Update: I was able to reproduce this issue even when gracefully leaving calls. If I delay the switch message for about half a second so that it comes after the detach from janus for the organizer when the user leaves, that mid will have no data.

For the not working case, we actually get a DTLS alert (line 1951) instead of in the working case we get a logger "Hanging up PeerConnection because of a Detach" (line 1830). The DTLS alert likely does a similar cleanup to get into that "Detaching handle from JANUS SIP plugin" message, which may be why we're seeing this bug.

Here is the janus-delay log for the scenario discussed above.

The videoroom is 196706758490 Line 4731: This is where janus does the detach Line 4802: because I added in the half second delay, the switch to dummy comes afterwards And once the user comes back the organizer sees no data on that mid.

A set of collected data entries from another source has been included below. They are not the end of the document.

PR #9869, opened 2022-09-19
Use prod ccdb

ktf:


ktf:
Let's see if this works. There is a bunch of tests from the detectors which also use the test instance, but hopefully they are not part of the CI.

jgrosseo:
Excellent! And let's extend all the validity of the accessed objects until 2050, so we are good...

CCDB/README.md
```diff
@@ -51,7 +51,7 @@ std::map<std::string, std::string> headers = f.api.retrieveHeaders("FOO/DeadPixe
 // init
 CcdbApi api;
 map<string, string> metadata; // can be empty
-api.init("http://ccdb-test.cern.ch:8080"); // or http://localhost:8080 for a local installation
+api.init("http://alice-ccdb.cern.ch:8080"); // or http://localhost:8080 for a local installation
```
jgrosseo: Drop port

jgrosseo: Everywhere :)

ktf: Hopefully fixed.

PR #9871, opened 2022-09-20
DPL: use production instance for CCDB test

ktf:
ccdb-test is the development instance, so it should not be used for the production tests.


ktf:
Change only in a comment. Merging.

PR #9872, opened 2022-09-20
Allow custom GUIs via services and for devices

ktf:


ktf:
Tested on hyperloop, tested standalone, passes all tests.

PR #9874, opened 2022-09-20
Sign of sigma shouldn't flip with bz

mpuccio:
Hi @shahor02,

we spotted this with @wang-yuanzhe, as it is currently used in the SVertexing it suppresses the efficiency at large momenta if bz is negative. However I am not sure if there is some parameter change that we miss to make it working as intended.

Let us know,
Cheers,
Max


shahor02 (approved):
Thanks for spotting, the fix is correct!

shahor02:
trivial, merging

PR #9875, opened 2022-09-20
TRD: calibration: Added output flag and included deflection correlation macro

f3sch:
I included a macro to plot the deflection correlation and added a flag `--enable-root-output` to dump calibration plots and write/&log fit results.


shahor02:
The fullCI failure is bogus, is this ready to be merged?

martenole (approved):

PR #9876, opened 2022-09-20
DPL Analysis: Rework index builder

aalkin:
* Does not create `soa::Table` objects anymore, reducing overhead
* Some code moved to `IndexBuilderHelpers.h/cxx`
* Groundwork done to allow slice and array index columns for index tables (requires implementing search algos)

### DIFF
--- a/Framework/Core/include/Framework/AnalysisHelpers.h
+++ b/Framework/Core/include/Framework/AnalysisHelpers.h
@@ -20,6 +20,9 @@
 #include "Framework/OutputObjHeader.h"
 #include "Framework/StringHelpers.h"
 #include "Framework/Output.h"
+#include "Framework/IndexBuilderHelpers.h"
+#include <arrow/table.h>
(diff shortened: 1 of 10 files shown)


ktf:
This is just formatting changes, no?

Framework/Core/include/Framework/AnalysisHelpers.h
```diff
@@ -20,6 +20,9 @@
 #include "Framework/OutputObjHeader.h"
 #include "Framework/StringHelpers.h"
 #include "Framework/Output.h"
+#include "Framework/IndexBuilderHelpers.h"
+#include <arrow/table.h>
+#include <arrow/util/key_value_metadata.h>
```
ktf: Can't we hide these in the .cxx via some forward declaration?

aalkin: Yes, I think I can move the whole table creation into .cxx. I will update this later today.

PR #10237, opened 2022-11-09
Do not cache DataProcessingContext & TimingInfo

ktf:
Spotted by some syntetic run. The copy was taking 10% of the CPU utilization.


mconcas (approved):

ktf:
Notice that you probably want to do the whole dance only once during the processing, but I will leave you to it.

iravasen:
Thanks @ktf for the modification!

PR #10239, opened 2022-11-09
TPC Clusterizer: Fix comparison between packed and unpacked charge in noisy pad filter.

fweig:


davidrohr:
thx! and thx for spotting!

davidrohr (approved):

PR #10241, opened 2022-11-09
TPC: IDC processing change fatal to warning, add possibility to dump bad data

wiechula:


wiechula:
The failing test seems unrelated. Can this be merged?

phwang4 commented 1 year ago

Update: I figured out the issue. I noticed that I was getting an extra sdp offer after the switch request that I wasn't doing anything with, and from the janus videoroom docs:

Notice that, while a switch request usually doesn't require a renegotiation, it MIGHT trigger one nevertheless

I had disregarded this initially since the case mentioned wasn't relevant (had dummy publishers so the subscriber streams would be active), but this seems to be one of those cases where it is getting triggered anyway. So after doing a renegotiation the video is flowing properly now.